Yes, we certainly can give you that. What I gave you I think during the call was what the underlying EBITDA margin improvement was ex-currency and ex-charges, reason try to give you an underlying perspective of what the -- that the improvement was in margin. But the exact EBITDA growth, let me see if I can give it to you right now. So the foreign exchange impact in the fourth quarter, it was pretty minimal, on both margins. I think it was a positive impact of 20 bips on EBITDA in the fourth quarter and a negative impact of 10 basis points on operating margin, so it was pretty benign in Q4 in terms of margin impact.

Aravinda Galappatthige

Analyst · Aravinda Galappatthige with Canaccord Genuity

Okay, great. And lastly, I was just -- I was wondering if you can just update on these, sort of the hedges you have in place, obviously below the EBITDA line you have some protection against FX. I was just wondering if you can just talk to that. Thanks.

Stephane Bello

CFO

Yes, we continue to have like a hedging program which is looking at our exposure 12 months ahead. The benefit of these hedges essentially flew through free cash flow in 2015 and not through our P&L. As these hedge were lost and we put new hedges on, obviously they are being put at the new exchange rates so their spread is not going to be as bigger than benefiting like other free cash flow in 2016 as what you saw in 2015. But the hedge probe I mean is still very much in place.

Aravinda Galappatthige

Analyst · Aravinda Galappatthige with Canaccord Genuity

Thank you.
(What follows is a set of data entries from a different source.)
PR #960, opened 2019-03-25
Initial draft of design for SDS support on Contour

bmadhavan:
Updates #898

Signed-off-by: Madhavan <bmadhavan@ebay.com>

### DIFF
--- a/design/sds-design.md
+++ b/design/sds-design.md
@@ -1,0 +1,68 @@
+# Support Secret Discovery Service on Contour
+
+_Status_: Draft
+
+This document outlines what changes are needed on Contour to support SDS. [0]
+
+## Goals
+
+- Implement SDS server as a gRPS service
+- Support auth.SdsSecretConfig configuration on Listener & Cluster under auth.CommonTlsContext
+- Support contour cli for SDS
+
+## Non-goals
+
+- NA
+
+## Unknowns
+
+- Changes to be done to take care of TLS delegation functionality
+- Any backward compatibility requirement
+
+## Background
+
+Currently, contour supports fetching TLS cert/keys from k8s secrets and populates
+the values for DownstreamTlsContext in LDS & UpstreamTlsContext in CDS.
+Now that Envoy 1.8 and later releases support Secret Discovery Service (SDS) to fetch 
+secrets remotely, we want to add support in Contour to parse SDS secret config
+and stream secrets using SDS GRPc service. Please refer to [1] to understand more on 
+how SDS works on Envoy.
+
+## High level design
+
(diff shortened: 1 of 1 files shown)


design/sds-design.md
```diff
@@ -0,0 +1,68 @@
+# Support Secret Discovery Service on Contour
+
+_Status_: Draft
+
+This document outlines what changes are needed on Contour to support SDS. [0]
+
+## Goals
+
+- Implement SDS server as a gRPS service
```
unicell: I still don't have the full picture regarding how things should work end to end. For instance, in the certe rotation scenario, how does SDS management server we plan to add here, works with some existing cert management tool, to complete the whole flow.

Meanwhile, is it possible to add initial support to Contour so that it can enable SDS config in Envoy, but pointing to 3rd party SDS management server, rather than implementing in Contour codebase itself. For example, run Contour for LDS that points to Istio `node_agent` and `citadel` for providing SDS.

@bmadhavan @davecheney comments?

design/sds-design.md
```diff
@@ -0,0 +1,68 @@
...
+- Support auth.SdsSecretConfig configuration on Listener & Cluster under auth.CommonTlsContext
```
unicell: No matter how big the scope is (for the question above), the change mentioned above most likely is what we need, as an initial step, for enabling SDS. And that change can be addressed first no matter we decide to bake SDS server into Contour or not.

It's going to be a change somehow similar to the below one on `Istio` side

- https://github.com/istio/api/pull/547
- https://github.com/istio/istio/pull/6453

@bmadhavan @davecheney Do we agree on that?

davecheney:
@bmadhavan thank you for your PR. Have you seen #901. Please work with @vaamarnath to consolidate your proposals. Thank you.

design/sds-design.md
bmadhavan: True. This change of supporting `auth.SdsSecretConfig configuration on Listener & Cluster` is a task that has to be done irrespective of which SDS server to use. I can submit a PR for those changes first.

davecheney:
@bmadhavan thank you for working on this, however I am closing this PR.

The design in #901 continues to evolve and we are converging on a simpler initial implementation, https://github.com/heptio/contour/issues/862#issuecomment-481543474.

Please follow and contribute to the discussion on #862.

davecheney:
Hello. After kind of running around on a design for secure envoy/contour communication in #901 I'm going to resurrect this design, with a few simplification, as its an excellent plan of action for how to achieve #898. Hopefully @bmadhavan and @vaamarnath can collaborate together on this.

I'll go offline.

Frank Golden

Operator

Operator, we would like to take one final question please.

Operator

Operator

Our last question comes from the line of Claudio Aspesi with Bernstein. Please go ahead.

Claudio Aspesi

Analyst · Bernstein. Please go ahead

Yes, good morning. A quick question on your legal solution business, can you help us how much of the growth is volume and how much is pricing? And more broadly, if you step back, how much more growth can this business accomplish on the volume basis? I assume you're also able to raise the prices over the years but can we expect growth rates like this going forward or at some point you start to run against the duration and competitive issues?

Stephane Bello

CFO

Yes, Claudio, it's Stephane. Thank you for your question and good morning. I will say the majority of the growth comes from volume more than price at this point in time. And this is really not one business, it's a series of businesses; it includes businesses like Fine Law, that serve all small law firms or Elite, that serves our larger law firm or [indiscernible] that will serve primarily corporate counsels. And I would say at any point in time, there is always going to be one of these businesses that doesn't perform at the same level as what we would call. So two years ago, our business in Latin America probably were a little bit underperforming but the solution businesses in hold deliver like 5% organic growth last year. I would say probably a fine law business didn't deliver as much as we would hope but yet in aggregate the businesses did over 6% organic growth rate. So going forward, I would expect a bit more of the same. There is always going to be one part of the business that may not run perfectly but the strength of the business and the market potential that we still see, we believe it should enable us to, in aggregate, continue to deliver the kind of growth rate we've delivered over the last couple of years. And as Jim mentioned in his remarks, right, these are exactly the businesses behind which we're putting investments.

Claudio Aspesi

Analyst · Bernstein. Please go ahead

Alright, thank you.

Frank Golden

Operator

Okay. That will be our final question and that concludes our call. And we would like to thank you very much for joining us for the fourth quarter call. And we'll speak to you again in April on the Q1 results.